Getting different results when summing a list of arrays with sum

Getting different results when summing a list of arrays with sum, np.sum and fsum?

Answer

When summing a list of arrays using sum(), np.sum(), or math.fsum(), you may encounter different results due to the differences in how these functions handle floating-point arithmetic, precision, and data types. Here's an explanation of the differences between these methods:

1. sum() (Python built-in function)

The sum() function is a Python built-in function that can be used to sum any iterable. When summing a list of arrays (which are typically numpy arrays), sum() will add the arrays element-wise, but it operates on Python lists or arrays and may result in floating-point inaccuracies due to its reliance on Python's standard floating-point arithmetic (which is based on 64-bit IEEE-754 precision).

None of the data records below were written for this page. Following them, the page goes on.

PR #683, opened 2026-05-18
fix(pcgs): unify facts-cert shape; null unpriced; surface year mismatch

vinnyp:
## Summary

Bundles three response-layer fixes for `pcgs-pp-cli` surfaced during a real agentic enrichment pass (31 coins from `pasceri-coins`, 2026-05-18). All three share the same coin-response-transformation layer, so they land together: unify `coin facts-cert` onto the flat `{cert_no, data, _keep}` shape that `coin batch` already emits per JSONL line; rewrite `PriceGuideValue: 0` to `null` so unpriced modern slabs don't silently undercount in sums; and surface PCGS's occasional Name-vs-Year disagreement as a top-level `year_mismatch` object.

## Findings

| ID | Category | Type | Rationale |
|---|---|---|---|
| F1 | output-shape | bug | `coin facts-cert --agent` and `coin batch --agent` used different envelopes (`{meta, results}` vs `{cert_no, data, _keep}`), forcing agents to write two parsers. Unifies onto the batch shape (AGENTS.md P1, locked-in decision). |
| F2 | price-guide-ambiguity | bug | PCGS returns `PriceGuideValue: 0` for unpriced modern slabs (David Hall FDI, brand-new releases — 4-of-31 certs on the surfacing pass). `0` is indistinguishable from "genuinely zero". Rewrites to `null` per AGENTS.md P3 option 1. |
| F3 | year-name-mismatch | feature | PCGS occasionally returns Name="2022-S …" with Year=2021 (2-of-31 certs on the surfacing pass). Silent disagreement forces the agent to guess which field is canonical. Adds top-level `year_mismatch={name_year, year_field}` per AGENTS.md P4. |

## Changes

```
 library/other/pcgs/.printing-press-patches.json            |  25 +++
 library/other/pcgs/SKILL.md                                |  47 +++++-
 library/other/pcgs/internal/cli/coin_batch.go              |  20 ++-
 library/other/pcgs/internal/cli/coin_facts-cert.go         |  60 +++++--
 library/other/pcgs/internal/cli/coin_facts-grade.go        |   4 +
 library/other/pcgs/internal/cli/coin_response_transform.go | 167 +++++++++++++
 6 files changed, 322 insertions(+), 21 deletions(-)
```

[...]

PR #686, opened 2026-05-19
feat(pcgs): omit Images stub field; add coin batch --csv --columns

vinnyp:
## Summary

Final cleanup pass on the AGENTS.md priority list for `pcgs-pp-cli`. Bundles two independent findings from the 2026-05-18 PCGS inventory dogfood, both surfaced in `/Users/vinnypasceri/Projects/pp-pcgs/AGENTS.md`:

- **P6 (Images noise)** — Strips the noisy `Images: [{}, {}]` stub array from every CoinFactsModel response (`coin facts-cert`, `coin facts-grade`, `coin facts-barcode`, `coin batch`). Keeps the `HasObverseImage` / `HasReverseImage` / `HasTrueViewImage` / `ImageReady` booleans so callers can still tell images exist. Image URLs continue to be fetched via `coin images <cert>` (one call, one quota tick).
- **P7 (`--csv` batch export)** — `coin batch` grows `--csv` (flatten the default JSONL stream into one CSV with a header row) paired with `--columns` (comma-separated dotted paths over the `{cert_no, data, _keep}` envelope). Missing fields emit empty cells, NOT `"null"`. New helper file `coin_batch_csv.go` isolates the dotted-path lookup and value-to-cell shaping.

Stacked on top of #683 (unified flat shape) because P7's column paths depend on the `{cert_no, data, _keep}` envelope introduced there. Once #683 merges, this PR's diff against `main` collapses to just the P6 + P7 changes.

P1-P5 already shipped via #682 and #683. This is the last item on the AGENTS.md scope.

## Why P6 fix is safe

The envelope classifier (`classifyPCGSEnvelope` in `pcgs_envelope.go`) runs inside `resolveRead` BEFORE `applyCoinResponseTransforms`. It consumes the `Images=[] + all-Has*Image-false + ImageReady=false` heuristic on the `GetImagesByCertNo` endpoint to flag bogus certs. Stripping `Images` at the response-transform layer happens after the classifier has already done its work — bogus-cert detection on the images endpoint is unaffected.

Also closes a small gap from #683: `coin facts-barcode` returns the same CoinFactsModel shape as `facts-cert` / `facts-grade` but was missing the `applyCoinResponseTransforms` call. Added here so all three coin-fact entry points share one canonical output (PriceGuideValue=0→null, year_mismatch injection, Images stripped).

## Why the user picked option 2 for P6

From AGENTS.md (not re-litigated here): option 1 (auto-fetch URLs) doubles quota per call, violating VISION.md's 1,000/day budget; option 3 (null) leaves the same "where are my URLs?" confusion in a different shape. Option 2 (omit entirely + document the separate `coin images <cert>` route) is the only one that keeps the quota contract intact AND removes ambiguity.

## Verification

```
go build ./...           # PASS
go vet ./...             # PASS
go test ./...            # PASS (all packages)
printing-press publish validate --dir library/other/pcgs --json   # exit 0
```

Live smoke against `/Users/vinnypasceri/Projects/pp-pcgs/pcgs-coin-list.csv`:

P6 acceptance:
```bash
pcgs-pp-cli coin facts-cert 50483263 --agent | jq '.data | has("Images")'   # false
pcgs-pp-cli coin facts-cert 50483263 --agent | jq '.data.HasTrueViewImage'   # true
pcgs-pp-cli coin images 50483263 --agent | jq type                            # "object"  (URLs still flow here)
```

P7 acceptance:
```bash
pcgs-pp-cli coin batch --file pcgs-coin-list.csv \
  --csv --columns "_keep.box,_keep.slot,cert_no,data.Name,data.Year,data.Grade,data.PriceGuideValue" \
  > out.csv
```

Produces a valid CSV with one header row + one row per cert; names containing commas are properly quoted; David Hall null `PriceGuideValue` (from P3 transform) renders as an empty cell — not `"null"`.

Auto-header path (no `--columns`) confirms P6 + P7 interaction: the `Images` column is absent from the auto-discovered header set, exactly as the spec requires.

## Test plan

- [x] `go build ./... && go vet ./... && go test ./...` from `library/other/pcgs/`
- [x] `printing-press publish validate --dir library/other/pcgs --json` exits 0
- [x] `coin facts-cert <cert> --agent | jq '.data | has("Images")'` returns `false` on a cert with images
- [x] `coin facts-cert <cert> --agent | jq '.data.HasTrueViewImage'` still returns the expected boolean
- [x] `coin images <cert> --agent` continues to return image data (unaffected by P6)
- [x] `coin batch --file <csv> --csv --columns "..."` writes a valid CSV with one header + one row per cert
- [x] CSV missing fields render as empty cells, NOT the literal `"null"` or `"<nil>"`
- [x] CSV values containing commas (e.g. coin names with `, DMPL`) are properly quoted
- [x] `coin batch --list-certs --json` and `coin batch --dry-run --json` are unchanged

Co-Authored-By: Claude Opus 4.7 <noreply@anthropic.com>


vinnyp:
Stacked on #683 — contains its commit (aa31978) plus the P6+P7 changes (41ff4c7). Either merge #683 first then this, or merge this and close #683 (its diff would become empty). Either order is safe; the code lands in main in both cases.

vinnyp:
Pushed 5fd3ca8f to address the three Greptile findings:

- **P1 (coin_batch.go:137)** — Replaced `defer csvW.Flush()` with an explicit Flush + `csvW.Error()` check at `runBatch`'s success path. Partial-file truncation now surfaces as a wrapped `csv flush: <err>` return error instead of silently dropping buffered rows.
- **P2 (coin_batch_csv.go:128)** — Removed dead `json.Number` and `json.RawMessage` branches in `csvCellFromValue`. `envelopeToAnyMap` re-decodes top-level `json.RawMessage` values via `json.Unmarshal` into `any`, which only produces standard Go types.
- **P2 (coin_batch_csv.go:170)** — Fixed `autoColumnsFromEnvelope` doc to say "alphabetically sorted" so it matches the `sortedMapKeys` implementation. Users relying on the auto-header to mirror their input CSV's column order should pass `--columns` explicitly.

`go build`, `go vet`, and `go test ./...` all pass locally.

tmchow:
Hey @vinnyp, this PR has unresolved review feedback. Mind taking another pass? If you've hit a blocker or want to hand it off, just leave a note. Otherwise I'll close it for inactivity in about 2 days, happy to reopen anytime.

vinnyp:
Pushed 67467758 addressing the auto-header-from-error-row finding:

- `emit()` now buffers pre-discovery rows (envelopes without `data`) until a row carrying `data` arrives, then derives the schema from THAT row, writes the header, and flushes the buffered rows. Subsequent valid rows get the correct `data.*` columns instead of empty cells.
- `csvFlush()` includes an all-error-batch fallback: if every input row failed and we never saw `data`, the schema is derived from the first buffered row so the CSV carries `cert_no + _keep.* + error` instead of being silently empty.
- `autoColumnsFromEnvelope()` now appends an `error` column at the tail when present so the fallback CSV actually includes the error message.
- Header/row writing extracted into named closures so the new fallback path doesn't duplicate cell-shaping logic.

Passing `--columns` explicitly continues to write the header on the first row unconditionally — that path was unaffected.

`go build`, `go vet`, `go test ./...` all pass locally.

vinnyp:
Pushed 1bf7ed07 addressing the `--columns` silent-no-op finding:

- Added early `usageErr` at the top of `runBatch`: when `columnsSpec != "" && !flags.csv`, return `"--columns requires --csv"` before any store/quota/API work. The caller sees the misconfiguration immediately instead of receiving a full JSONL stream from what they expected to be a filtered CSV.
- Even malformed specs like `--columns ,` now error out via `parseColumnSpec` (which runs inside the `if flags.csv` branch) for users who do pair `--columns` with `--csv`.

`go build`, `go vet`, `go test ./...` all pass locally.

vinnyp:
Pushed d5c74821 addressing the checkpoint-vs-pending-row finding:

The prior deferred-pending-rows fix had a real drop in `--csv --resumable` auto-discovery: buffering a row in `pending` returned `nil` from emit, then the caller wrote the checkpoint anyway. A crash between checkpoint write and pending flush would leave a cert marked complete with no row in the CSV — next run silently skips it.

**Fix:** `emit()` now takes a second arg, the cert number to checkpoint after a successful row write (empty for parse-error rows or non-resumable runs). The checkpoint is written *inside* emit, either:
- immediately, after `writeRow` for an unbuffered row, OR
- in lockstep with the pending flush (`flushPending` writes row + checkpoint per entry), which happens when the schema settles via the first `data` row, or in the `csvFlush` all-error fallback.

The JSONL closure honours the same signature so the call site stays uniform across formats. Caller no longer calls `appendCheckpoint` directly.

`go build`, `go vet`, `go test -count=1 ./...` all pass locally.

vinnyp:
Pushed 95d11855 — `error` column now always emitted in auto-discovery mode.

Previous fix's conditional `if envelope["error"] present` branch never fired in mixed batches: runBatch derives the schema from the first envelope containing `data` (a success row by definition), so the trigger envelope never had an error key. Later failure rows in the same batch would emit against a schema with no error column → all-empty row indistinguishable from missing-data, error text silently dropped.

Now the `error` column is appended unconditionally at the tail. All-success batches take on a single trailing empty column — small cost for ensuring no error text ever drops.

`go build`, `go vet`, `go test -count=1 ./...` all pass locally.

vinnyp:
Rebased onto main (commit 4ece6f07; 7 commits replayed cleanly with one trivial conflict in `.printing-press-patches.json` — kept #687's `skill-cookbook-numista-catalogue-enrichment` entry alongside this PR's two entries). All test plan boxes ticked, ran live against `pcgs-coin-list.csv` (56 certs) with PCGS quota at 6/1000:

| # | Test | Result |
|---|---|---|
| 1 | `go build/vet/test ./...` from library/other/pcgs/ | PASS |
| 2 | `printing-press publish validate --json` | exit 0 |
| 3 | `facts-cert --agent \| jq '.data \| has("Images")'` | `false` |
| 4 | `facts-cert --agent \| jq '.data.HasTrueViewImage'` | `true` |
| 5 | `coin images --agent \| jq type` | `"object"` (unaffected) |
| 6 | `coin batch --csv --columns ...` | 1 header + 56 rows |
| 7 | Missing fields render as empty cells | PASS (grepped for `null`/`<nil>`: zero hits) |
| 8 | Comma-containing names quoted | PASS (3 examples verified; csv parser walks all 56 rows cleanly) |
| 9 | `--list-certs --json` + `--dry-run --json` | 56 entries; `{planned:56, cache_hits:50, live_calls:6, fits_today:true, quota_after:988}` |

CI was already green on the pre-rebase head; force-pushed the rebased branch and waiting for it to re-run.

vinnyp:
Re-rebased onto current main after #682 merged (head: af9d6c6e). Same trivial `.printing-press-patches.json` conflict — kept the quota-stderr entry that #682 just landed alongside this PR's entries. `go build`, `go vet`, `go test ./...` all pass locally. CI re-running.

tmchow:
@vinnyp fix conflicts

vinnyp:
@tmchow fixed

• Precision: sum() adds elements one by one, potentially leading to small precision errors due to the way floating-point numbers are represented and accumulated in Python.
• Data Type: The result will be a Python list or array with the same data type as the input arrays.

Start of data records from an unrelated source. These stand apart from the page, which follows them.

PR #691, opened 2026-05-19
tc-ceo8.14: add workflow verify manifests

cathrynlavery:
Adds workflow_verify.yaml manifests for library/theclose and library/follow-up-boss so dogfood validates end-to-end agent journeys with explicit command bindings.

Verification:
- workflow-verify PASS for follow-up-boss
- workflow-verify PASS for theclose
- dogfood PASS for both with workflow_completeness mapped/passed


cathrynlavery:
Closing this PR because these printed CLIs are The Close/FUB project-specific artifacts and should not be published as visible entries in the public printing-press-library repo. The generic Printing Press fixes continue in mvanhorn/cli-printing-press#1648.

2. np.sum() (NumPy function)

np.sum() is a NumPy-specific function designed for array summation, which works more efficiently on NumPy arrays. This function can handle larger arrays and matrices more effectively and offers more control over the data type of the result.

• Precision: By default, np.sum() performs summation using the same data type as the input array, but it can also perform summation with a higher precision if you specify the dtype argument (e.g., np.sum(arr, dtype=np.float64)).
• Data Type: The result will typically be a NumPy scalar, and you can control the data type of the result using the dtype parameter.

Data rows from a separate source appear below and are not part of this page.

PR #705, opened 2026-05-20
fix(linear): verify credentials in doctor with a real viewer probe

tmchow:
## Summary

`linear-pp-cli doctor` used to report credentials as `WARN … (not verified — set auth.verify_path in spec …)` — a hint aimed at whoever authors the API spec, not the person running the CLI, and with no step they could act on. The check now actually verifies the configured token by running Linear's `viewer` query (the same one `me` uses) and reports one of three honest states: `OK verified (viewer: …)`, `FAIL invalid credentials …`, or `INFO present, probe inconclusive` (with a `Run linear-pp-cli me` hint) when the probe can't reach a verdict.

Two correctness guards are worth calling out because the diff alone doesn't explain them. A 5xx response is never keyword-scanned for auth words, so a vendor error page that happens to mention "token" or "credential" can't masquerade as a credential rejection — that would shift the doctor's wrongness from "WARN with a bad hint" to "FAIL with the wrong cause." And the inconclusive INFO message is deliberately kept free of the substrings `--fail-on=error` keys on (`error`, `invalid`, `unreachable`, `missing`), so an honest "couldn't tell" never silently trips a non-zero exit in CI.

This is a library-side patch recorded in `.printing-press-patches.json` (id `doctor-credential-verify`). The misleading WARN originates in the generator's doctor template, so the durable fix belongs upstream once it grows an `auth.verify_query` field for GraphQL specs; this patch is scoped to the published Linear CLI in the meantime.

## Test plan

- `go build ./...`, `go vet ./...`, `go test ./...` — 176 pass
- `verify_skill.py --dir library/project-management/linear/` — clean
- Manual: valid token → `OK Credentials: verified (viewer: …)`; bad token → `FAIL Credentials: ERROR invalid credentials …` and `doctor --fail-on error` exits 1

---

Claude Code

### DIFF
--- a/library/project-management/linear/.printing-press-patches.json
+++ b/library/project-management/linear/.printing-press-patches.json
@@ -3,5 +3,15 @@
   "applied_at": "2026-05-19",
   "base_run_id": "20260518-232543",
   "base_printing_press_version": "4.9.0",
-  "patches": []
+  "patches": [
+    {
+      "id": "doctor-credential-verify",
+      "summary": "Doctor now runs a real GraphQL `viewer` probe to verify credentials instead of emitting a WARN that asks the user to set a generator-side spec field.",
+      "reason": "The generated doctor template prints `WARN Credentials: present (not verified — set auth.verify_path in spec for an API acceptance check)`. The hint is wrong-audience (users don't own the spec) and offers no actionable next step. Linear has a universal cheap auth probe (`{ viewer { id displayName } }`), so we run it and classify into verified/invalid/probe-failed states. Probe failures fall back to INFO with a `Run linear-pp-cli me` hint.",
+      "files": [
+        "internal/cli/doctor.go"
+      ],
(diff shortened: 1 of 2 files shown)


tmchow:
Addressed the empty-viewer finding in cf9266c's follow-up commit. The inconclusive `default` branch now distinguishes the two paths on stderr:

- `probeErr != nil` → `doctor: credential probe inconclusive: <sanitized error>` (transport / GraphQL error)
- `probeErr == nil` but empty `viewer.ID` → `doctor: credential probe returned an empty viewer; possible API shape change`

The user-facing `INFO` report line is unchanged (still free of the `--fail-on=error` keyword set). Build, vet, and the 36 cli tests pass.

tmchow:
Fixed the P1 (verified line embedding user data into the fail-on keyword scan). Two changes:

1. The verified status is now a clean `"verified"` token; the account name moved to a separate display-only `viewer` field, rendered as a `viewer: <name>` sub-line under `Credentials`. So a displayName like `invalid-test-bot` can no longer skew the indicator or `--fail-on`.
2. `doctorExitForFailOn` now scans only the status-bearing keys (`config`, `auth`, `env_vars`, `api`, `credentials`) instead of every report value — which also closes the latent variant where a `config_path`/`base_url` containing `error` would trip a false failure.

Verified: good token → `OK Credentials: verified` + `viewer: …`, `--fail-on=error` exits 0; bad token → `FAIL … invalid credentials`, `--fail-on=error` exits 1. Build, vet, 36 cli tests, and verify_skill all pass.

The earlier P2 (silent inconclusive on empty-viewer) was addressed in the prior commit with a distinct stderr note.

3. math.fsum() (Python math library)

math.fsum() is a Python function designed specifically for accurate floating-point summation. It uses a more accurate algorithm for summing floating-point numbers compared to sum(), and it is less susceptible to rounding errors during the accumulation of the sum. This function is particularly useful for summing floating-point numbers with high precision.

• Precision: math.fsum() guarantees higher precision by using an extended precision accumulator, which helps minimize floating-point errors during summation.
• Data Type: The result will be a Python float.

Why Do You Get Different Results?

1. Floating-Point Precision: The main difference between these functions arises from how they handle floating-point precision. Python’s sum() uses simple floating-point arithmetic, which can accumulate rounding errors. np.sum() may use more efficient summing techniques, and it can be configured to use a specific data type, like np.float64, which improves precision. math.fsum(), on the other hand, is designed to minimize these rounding errors and offers the most accurate result for floating-point summation.

2. Intermediate Precision: np.sum() may internally convert the data types during the summation (depending on the array types), leading to a different result from sum() or math.fsum() in cases where precision is important.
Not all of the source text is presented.